Feb. 6, 2003
Dear Julie,
Our favorite hardware store is closing. So is the branch office where we bank, where we consider the tellers friends. Business is having problems. The economy has suffered since 9/11. We don't know what is to be done about Iraq. These unsettled days, the world seems to be holding its breath. We could use some oxygen.
Some preachers have been predicting the end of the world for much longer than I've been alive. They whip Biblical passages into mental pictures of Armageddon. We love sermons and horror films that scare the beeswax out of us. We pay money for the experience.
My guess is that their business is good right now.
All governments are astutely aware of the power fear has over their own citizens. Saddam Hussein uses fear to maintain murderous control. For our convenience, our own government has color-coded the levels of how scared we're supposed to be on any given day.
Terror is the goal of one of the U.S. scenarios for an attack on Iraq, to pulverize the country with a barrage of missiles -- one every four minutes -- that will send the populace into a state of shock, leaving them unable to fight back. Our government has not ruled out the use of nuclear weapons, in fact, it is considering a plan in which nuclear bombs called "bunker busters" are used to knock down Saddam Hussein's hideouts.
A research psychologist named Lawrence LeShan says three ideas appear when a country is moving toward war:
That a specific country has become the embodiment of evil, and that life will be wonderful once that country is defeated.
That taking on this enemy is an exalted and glorious action.
That those who disagree with this view are traitors.
In his book "The Psychology of War," LeShan differentiates between the way we think in peacetime and how our minds work in wartime. He calls the latter the "mythic" mode of perception.
In peacetime, we see the gray between good and evil. In wartime, good and evil become Us versus Them.
In peacetime, we try to solve problems by understanding their causes. In wartime, the outcome is all that matters.
In peacetime, the present seems to extend into a familiar future. In wartime, the war is expected to change the world forever. You remember the war to end all wars.
In peacetime, people everywhere are thought to be basically the same. In wartime, the enemy seems very different from us. Whatever we do is good, whatever actions they take are evil. It's right for us to have weapons of mass destruction. It's wrong for them.

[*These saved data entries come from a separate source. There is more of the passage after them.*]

PR #842, opened 2026-09-09
Prevent native crashes on invalid Lua calls in optimized builds

### LINKED ISSUE #828: Crash in OvEditor calling Scene:FindActorByName from Lua : access violation in sol (null userdata)
## Description

Calling Scene::FindActorByName from Lua causes OvEditor.exe to crash with an access violation in sol (stack_get_unqualified.hpp). Crash occurs when sol dereferences the internal userdata pointer (void* udata = *pudata), reading 0x00000000. The failure happens while resolving the bound Scene usertype when the Lua call is dispatched.

## To Reproduce

1.	Launch OvEditor
2.	In Lua, execute: Debug.Log(tostring(Scene:FindActorByName("...")))
3.	The engine attempts to call the bound Scene member function.
4.	OvEditor.exe crashes with an access violation inside sol at Dependencies/sol/include/sol/stack_get_unqualified.hpp (dereference of userdata pointer).

## Expected behavior

A stable call that returns either a valid Actor userdata or nil/string result; no native crash. If the Lua call is invalid (nil self or wrong call syntax), sol should return a clear error rather than dereferencing a null pointer.

## Screenshots
N/A

## Additional useful details (to include in the GitHub issue):
•	Exception: 0xC0000005 (Access violation reading location 0x00000000)
•	Fault site: solstackunqualified_getter<...>::get_no_lua_nil — line where void* udata = *pudata; is executed.
•	Likely triggers: lua_touserdata(L, index) returned null (light userdata, nil, or wrong stack index); member call invoked without a valid 'self' userdata; mismatch between new_usertype registration and bound member functions; or userdata lifetime corruption.
•	Immediate diagnostic steps: inspect Lua stack at the call (type_of(L,1), lua_touserdata(L,1)); confirm Lua callsite uses ':'; enable SOL_SAFE_USERTYPE to get safer error messages.

Gopmyc:
## Description
sol2 only enables its safety checks on debug builds. Release and Publish compile with `NDEBUG`, so `SOL_SAFE_USERTYPE` is off and a member call with a bad `self` goes down the unchecked branch in `call.hpp`. That branch dereferences a null userdata pointer in `stack_get_unqualified.hpp`, so we get an access violation instead of a Lua error.

`Scene:FindActorByName("...")` is one way to reach it. The global `Scene` is the usertype metatable, not a scene instance (the instance comes from `Scenes.GetCurrentScene()`). Any bound member of the 36 registered usertypes does the same thing when `self` is wrong, and so do nil or mistyped arguments.

I fixed it with a build define rather than in the bindings because sol2 already has the check, we just compile it out. Doing it by hand would mean validating `self` on every bound member of every usertype, then remembering it on each new binding. sol2 points to build defines for this in `sol/config.hpp`, and patching the vendored header would be lost the next time we update the dependency.

One thing to know before merging: Release and Publish now run integer precision checks as well. `Math.RandomInt(1, n / 2)` raises an error instead of silently truncating, since `/` returns a float in Lua 5.3+. Debug builds have always behaved this way.

## Related Issue(s)
Fixes #828

## Review Guidance
- Placed at workspace level to match `SOL_NO_LUA_HPP` from #692. All sol2 translation units currently sit in OvCore, so scoping the define to that project works just as well if you prefer it there.
- Cost is one type check per `self` and per argument on every bound call, in all configurations.
- If the integer strictness is unwanted, `SOL_SAFE_USERTYPE` and `SOL_SAFE_FUNCTION_CALLS` on their own remove the crash without touching number handling.
- This does not cover crashes sol2 has no say in, such as `Scenes.GetCurrentScene()` dereferencing a null scene.

## Screenshots/GIFs
N/A

## AI Usage Disclosure
Debugging

## Checklist

### DIFF
--- a/premake5.lua
+++ b/premake5.lua
@@ -19,6 +19,7 @@ workspace "Overload"
 	defines {
 		"LUA_SCRIPTING",
 		"OVERLOAD_VERSION=\"" .. version .. "\"",
+		"SOL_ALL_SAFETIES_ON",
 		"SOL_NO_LUA_HPP"
 	}
 


Gopmyc (commented):
The crash needs fixing, I'm sure of that. Less sure `SOL_ALL_SAFETIES_ON` is the tradeoff you want, given the cost in every config. Would rather have someone else weigh in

Mythic thinking is seductive.
Here is my horror film: We bludgeon Iraq, killing hundreds of thousands of Muslims and sending Saddam Hussein into a bunker so deep even he can't find the bottom. We watch as the Arab rulers who played along lose control of their own countries. Their governmental systems implode just as Communist countries' did two decades ago. Quickly the United States is fighting a holy war with most of the Muslims on Earth.
The preachers turn out to have been right.
This is a momentous time in history. LeShan argues that the time for all war to end is now. His analogy is the abolition of slavery, a socially accepted institution only 150 years ago. The irony that it took a war to stop slavery then is not lost on me.
The world has changed. Half a century after discovering the secret that can bring on our own extinction, what if we decided to turn our backs on violence to find out what else we are capable of understanding?
Love, Sam
Sam Blackwell is a staff writer for the Southeast Missourian.